Western blot analysis
After RSV infection, THP-1 cells were lysed with radioimmunoprecipitation assay lysis buffer (Nonidet P-40 20%; Na deoxycholate 10%; SDS 20%; 1 M Tris-HCl, pH 7.5; 0.5 M EDTA; 0.5 M NaF; one pill mammalian cells protease inhibitor cocktail), and the protein concentration was measured using the Bio-Rad protein assay kit (Bio-Rad Laboratories, Hercules, CA, USA). The proteins were denatured and reduced by heating the samples at 95°C for 5 min. Equal amount of protein concentration was resolved on polyacrylamide gels and transferred onto polyvinylidene difluoride membranes (Millipore, Nepean, ON, Canada) by electroblotting. After the transfer, the membrane was blocked for 3 h in PBS with 0.1% Tween-20 (PBS-T) with 5% milk. Membranes were then incubated overnight at 4°C with primary rabbit antiphospho-PKC-{alpha}/ß II (Thr638/641), antiphospho-PKC-µ (Ser744/748), or antiphospho-PKC-{zeta} (Thr410/403) antibody diluted in PBS-T with 3% BSA or with the monoclonal anti-ß-actin diluted in PBS-T with 5% milk. After washing, the membranes were incubated for 1 h at room temperature with HRP-linked secondary antibody. Immunoreactive bands were visualized using the ECL Western blot detection kit system.

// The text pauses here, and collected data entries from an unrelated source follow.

PR #4469, opened 2015-10-24
added .m and .mm files to project source discovery makefile

### LINKED ISSUE #4468: Makefile not detecting .mm files in src
I have a few .cpp and a few .mm files in my `src/` directory. While the .cpp files are being recognized and built, the .mm files are not. I'm kind of stumped here, as I've commented out the rule that builds .cpp files from `$OF_ROOT/libs/openFrameworksCompiled/project/makefileCommon/compile.project.mk`, which does indeed stop building the .cpp files. But the rule, literally two or so rules down from it, that looks for .mm files doesn't seem to get hit.

Am I missing something here?

Qix-:
This fixes #4468.


arturoc:
thanks!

Determination of the involvement of NF-{kappa}B in IL-15 expression by EMSA
Cells were treated or not (control) with PKC inhibitors for 2 h and then treated or not with RSV. After 1 h incubation, cells were lysed, and nuclear extracts were prepared. The double-stranded oligonucleotide containing the NF-{kappa}B consensus sequence (5'-AGT TGA GGG GAC TTT CCC AGG C-3' and 3'-TCA ACT CCC CTG AAA GGG TCC G-5') or the AP-1 consensus sequence (5'-CGC TTG ATG AGT CAG CCG GAA-3' and 3'-GCG AAC TAC TCA GTC GGC CTT -5') was end-labeled with [{gamma}-P32] ATP by T4 polynucleotide kinase. The reaction consisted of 2 µl nuclear cell extracts; 7 µg was incubated with 20,000 cpm-labeled probe for 20 min at room temperature in binding buffer containing poly (dI·dC). The DNA–protein complexes were resolved on a 4% nondenaturing polyacrylamide gel in 0.5x Tris-boric acid-EDTA buffer at room temperature and were visualized by autoradiography of the dried gels. For competition assays, unlabeled competitor and noncompetitor oligonucleotides were added simultaneously with the probe (and under the same conditions as the positive and negative control) for 20 min before the addition of P32-labeled oligonucleotide.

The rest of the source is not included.